- Theatrical release poster
- Directed by: Ashutosh Raj Shrestha
- Written by: Ashutosh Raj Shrestha
- Starring: Namrata Shrestha Anoop Bikram Shahi Promod Agrahari Srijana Regmi Raymon Das Shrestha Suzta Shrestha Samrat Magar
- Release date: 23 August 2019 (Nepal);
- Country: Nepal
- Language: Nepali

= Xira =

2019 Nepali action film

Xira is a 2019 Nepali action film directed and written by Ashutosh Raj Shrestha. It stars Namrata Shrestha, Anoop Bikram Shahi, Promod Agrahari, Srijana Regmi, Raymon Das Shrestha, Suzta Shrestha, Samrat Magar.

== Cast ==

- Namrata Shrestha as Xira
- Anoop Bikram Shahi as Xira's husband
- Promod Agrahari as Raja
- Srijana Regmi as Bullet
- Samrat Magar as Xira's coach
- Raymon Das Shrestha
- Suzta Shrestha as Shilu

== Reception ==
Diwakar Pyakurel of OnlineKhabar wrote, "Xira might have numerous limitations in terms of the story as well as presentation. The movie, of course, could have been more enriched and powerful.
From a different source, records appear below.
PR #110, opened 2017-02-07
Updated footer with legal info and social icons

bartaz:
screen shot 2017-02-07 at 10 37 07

Footer updated to be as on http://samepage.io


src/common/components/footer/footer.css
```diff
@@ -36,5 +36,61 @@ body {
...
 .copyright {
-  margin-bottom: 0.3em;
+  margin-bottom: 1em;
+}
+
+.social {
+  float: right;
+}
+
+.heading {
```
bartaz: Style updates based on https://github.com/ubuntudesign/snapcraft.io/blob/master/_sass/_footer.scss

PR #111, opened 2017-02-07
Separating landing and dashboard routes and containers

bartaz:
Added separate landing container.

With this PR:

- Repository listing is moved to new `/dashboard` route (URL will likely to be changed later).
- `build.snapcraft.io` renders landing container.
- When user signs in, GitHub redirects back to `/dashboard`.

### DIFF
--- a/src/common/containers/dashboard.js
+++ b/src/common/containers/dashboard.js
@@ -4,7 +4,7 @@ import Helmet from 'react-helmet';
 import RepositoriesHome from '../components/repositories-home';
 import styles from './container.css';
 
-class Home extends Component {
+class Dashboard extends Component {
   render() {
     return (
       <div className={ styles.container }>
@@ -17,4 +17,4 @@ class Home extends Component {
   }
 }
 
-export default Home;
+export default Dashboard;
--- a/src/common/containers/landing.js
+++ b/src/common/containers/landing.js
@@ -1,0 +1,43 @@
+import React, { Component, PropTypes } from 'react';
+import { connect } from 'react-redux';
+import { withRouter } from 'react-router';
+
+import { Anchor } from '../components/button';
+
+import styles from './container.css';
+
+class Landing extends Component {
+  componentWillMount() {
+    if (this.props.auth.authenticated) {
+      this.props.router.replace('/repos');
+    }
+  }
+
+  render() {
+    return (
+      <div className={ styles.container }>
+        <h2>Auto-build and publish software for any Linux system.</h2>
+        <p>Just a placeholder landing page...</p>
+        <Anchor href="/auth/authenticate">Set Up in Minutes</Anchor>
+      </div>
+    );
+  }
+}
+
+Landing.propTypes = {
+  children: PropTypes.node,
+  auth: PropTypes.object,
+  router: PropTypes.object
+};
+
+function mapStateToProps(state) {
+  const {
+    auth
+  } = state;
+
+  return {
+    auth
+  };
+}
+
+export default connect(mapStateToProps)(withRouter(Landing));
--- a/src/common/containers/landing.js
+++ b/src/common/containers/landing.js
@@ -1,18 +1,11 @@
 import React, { Component, PropTypes } from 'react';
 import { connect } from 'react-redux';
-import { withRouter } from 'react-router';
 
 import { Anchor } from '../components/button';
 
 import styles from './container.css';
 
 class Landing extends Component {
-  componentWillMount() {
-    if (this.props.auth.authenticated) {
-      this.props.router.replace('/repos');
-    }
-  }
-
   render() {
     return (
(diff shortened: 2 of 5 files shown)


src/common/containers/dashboard.js
```diff
@@ -4,7 +4,7 @@ import Helmet from 'react-helmet';
 import RepositoriesHome from '../components/repositories-home';
 import styles from './container.css';
 
-class Home extends Component {
+class Dashboard extends Component {
```
bartaz: Renamed as 'Home' was confusing with separate landing page.

src/common/containers/landing.js
```diff
@@ -0,0 +1,43 @@
...
+import { connect } from 'react-redux';
+import { withRouter } from 'react-router';
+
+import { Anchor } from '../components/button';
+
+import styles from './container.css';
+
+class Landing extends Component {
+  componentWillMount() {
+    if (this.props.auth.authenticated) {
```
bartaz: If landing container detects authenticated user it redirects to dashboard (`/repos`) route.

So authenticated user will not see landing page (they will always get to dashboard), but dashboard still has separate URL.

This probably means that we also need to verify if user is authenticated on `/repos` route, so that not authenticated user would not be able to visit it (redirect back to landing? or just go to GH login directly?).

Other way to solve this would be to keep both landing and dashboard in `/` route (same container), but during render we would detect if user authenticated or not and render different component (landing page contents or user dashboard).

@cjwatson @katiefenn what do you think?

cjwatson: This is among the reasons I'm not a fan of the separate `/repos` route; at best it just seems to move complexity around.  As I mentioned in the call this morning, I'd prefer to have them both in `/` seeing as we need to test whether the user is authenticated anyway.

Matthew said that they were trying to prepare for one user being able to see another user's dashboard in the future, which would necessitate it being on `/:user` or similar.

Also, without a complete URL reorganisation, we can't use `/repos`, since there exists a GitHub user called "repos".

bartaz: Agreed. Seeing some public dashboard of another user is different story and probably would likely have different URL scheme from current user dashboard. This could work for example by having: landing/dashboard on `/` (for current user) and `/:user` would be a 'public' dashboard view. So as a logged in user you would see 'edit' view of your dashboard at `/` and any public 'profile' of any user (including you) at `/:user`.

So I'm for having both landing and dashboard at `/` too.
The only reason I see for having them as separate URLs is for auth user to get back to landing page (for example to see some info on it or links to documentation or something).

cjwatson: We shouldn't be causing users to rely on the landing page for documentation.  IMO the way to get back to the landing page is to sign out.

katiefenn: I don't understand the reason for having `/` redirect, or switch to, the dashboard. I don't think there is anything that qualifies build.snapcraft.io as a SPA, merely that it is a site that happens to be built using React. URLs are the conventional state of the location within an app, and this seemed like an obvious example for separating pages by route.

Take for instance the "select repos" dashboard. If this is also located on `/`, then a user can't use the browser's history buttons to return to the "list repos" dashboard. That's breaking the web.

If the redirect to the `/repos` route stands, I would like to suggest this redirect is done using an HTTP redirect in an Express handler instead. This follows convention and is where I would expect to look to find a landing page redirect.

src/common/routes.js
```diff
@@ -3,13 +3,15 @@ import { Route } from 'react-router';
...
+import Dashboard from './containers/dashboard.js';
+import Landing from './containers/landing.js';
 import LoginFailed from './containers/login-failed.js';
 import RepositorySetup from './containers/repository-setup.js';
 
 export default (
   <Route component={App}>
-    <Route path="/" component={Home}/>
+    <Route path="/" component={Landing}/>
+    <Route path="/repos" component={Dashboard}/>
```
katiefenn: Why not `/dashboard`? If that's what we're using to describe this interface, why shouldn't the user?

src/common/containers/landing.js
bartaz: Yes, redirect in component is a hack.

From the discussion here and in UX doc there seems to be preference for separate URL for dashboard, so it will probably end up like this.

Travis has dashboard on `/` and it works fine. Also doesn't really break the history (all other views have their URLs).

But I also agree with benefits of having access to landing page even if user is logged in. But still, these benefits are rather occasional (if they need to refer to some info there) and users that have account and are logged it are most likely to be interested in their dashboard and not landing page when they visit build.snapcraft.io.

Anyway. The URL decision needs to be taken outside of this PR anyway, but we can start with some URL and interate on that (as discussed in https://github.com/canonical-ols/build.snapcraft.io/pull/107#discussion_r100009669).

For the redirect I agree that it would be best to keep it server side.

PR #113, opened 2017-02-08
Added api route to list snaps by repository owner

bartaz:


src/server/routes/launchpad.js
```diff
@@ -14,6 +15,9 @@ router.use('/launchpad/snaps', json());
 router.post('/launchpad/snaps', newSnap);
 router.get('/launchpad/snaps', findSnap);
 
+router.use('/launchpad/snaps/list', json());
+router.get('/launchpad/snaps/list', findSnaps);
```
bartaz: I wasn't sure about the route here as already existing`GET /launchpad/snaps` seems to fit nice here, but I didn't want to break the compatibility of previous calls for now.

src/server/handlers/launchpad.js
```diff
@@ -340,6 +340,47 @@ export const internalFindSnap = async (repositoryUrl) => {
...
+  });
+};
+
+export const findSnaps = (req, res) => {
+  internalFindSnapsByPrefix(`https://github.com/${req.query.owner}/`)
+    .then((snaps) => {
+      return res.status(200).send({
+        status: 'success',
+        payload: {
+          code: 'snaps-found',
```
bartaz: LP returns success with empty list when nothing is found.

I keep it like this, because I'm not sure if we need 404 here in case of empty list.

src/server/handlers/launchpad.js
```diff
@@ -340,6 +340,47 @@ export const internalFindSnap = async (repositoryUrl) => {
   });
 };
 
+const internalFindSnapsByPrefix = (urlPrefix) => {
+  const username = conf.get('LP_API_USERNAME');
+
+  return getLaunchpad().named_get('/+snaps', 'findByURLPrefix', {
```
bartaz: I guess it might be useful to memcache the responses here (like we do with finding snap by URL)?

src/server/handlers/launchpad.js
```diff
@@ -340,6 +340,47 @@ export const internalFindSnap = async (repositoryUrl) => {
...
+};
+
+export const findSnaps = (req, res) => {
+  internalFindSnapsByPrefix(`https://github.com/${req.query.owner}/`)
+    .then((snaps) => {
+      return res.status(200).send({
+        status: 'success',
+        payload: {
+          code: 'snaps-found',
+          snaps: snaps
```
bartaz: Sending whole snap object from LP to client.
May be more data then we need, but I guess we should let the client decide what they need (for sure GH repo URL, possibly API URLs for builds, etc)

src/server/handlers/launchpad.js
cjwatson: Yes, we need to memcache this, as it's potentially somewhat expensive to compute and we'll be calling it quite a bit.  However, we need to make sure to clear relevant cached values when we make changes.

src/server/handlers/launchpad.js
cjwatson: An empty list seems more correct to me.

src/server/routes/launchpad.js
cjwatson: I'd prefer `GET /launchpad/snaps` in the long-term, but it'd be a bit confusing since they have different return types.  Let's stick with this for now and adjust later; I suspect that `GET /launchpad/snaps` can be decommissioned once the new authz workflow is in place, at which point we'll have an easier time rearranging it.

PR #114, opened 2017-02-09
Initiate the snapcraft.yaml check from the client

cjwatson:
We'll soon need to move the process of getting a package_upload macaroon
to the client side, which means that the client will need to know the
snap name when it's creating a snap.  Add an
`/api/github/snapcraft-yaml/:owner/:name` route to fetch the parsed
file, and change `/api/launchpad/snaps` to take the snap name, series,
and channels as parameters; this lets us control more of the data flow
from the client side.

### DIFF
--- a/src/common/actions/create-snap.js
+++ b/src/common/actions/create-snap.js
@@ -8,7 +8,13 @@ const BASE_URL = conf.get('BASE_URL');
 
 export const SET_GITHUB_REPOSITORY = 'SET_GITHUB_REPOSITORY';
 export const CREATE_SNAP = 'CREATE_SNAP';
+export const CREATE_SNAP_SUCCESS = 'CREATE_SNAP_SUCCESS';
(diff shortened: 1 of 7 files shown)


src/common/actions/create-snap.js
```diff
@@ -8,33 +8,75 @@ const BASE_URL = conf.get('BASE_URL');
...
 export function setGitHubRepository(value) {
   return {
     type: SET_GITHUB_REPOSITORY,
     payload: value
   };
 }
 
+// Just enough to satisfy higher-level code that might receive errors from
+// our internal API or errors thrown directly from here.
+function throwAPICompatibleError(payload) {
```
katiefenn: Have you considered creating a sub-class of Error instead? It might be more idiomatic.

```
class APICompatibleError extends Error {
  constructor(payload) {
    this.message = ...
    this.json = ....
  }
}

throw new APICompatibleError(payload);
```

Its cinematographic review might point at other dimensions of strengths and weaknesses. But, from the feminist point of view, Xira is one of the few Nepali films that celebrate the feminine power to defy patriarchal restrictions". Abhimanyu Dixit of The Kathmandu Post wrote, "You want to like Xira, you really do, but it just won't let you". Sunny Mahat of The Annapurna Express wrote, "What the movie actually promised as the first ever MMA-based film was a ‘feast of fury’ combined with a lot of action-packed sequences. But, alas, gross negligence in many aspects of filmmaking make "Xira" not even worth sitting through its short 1 hr 35 mins length".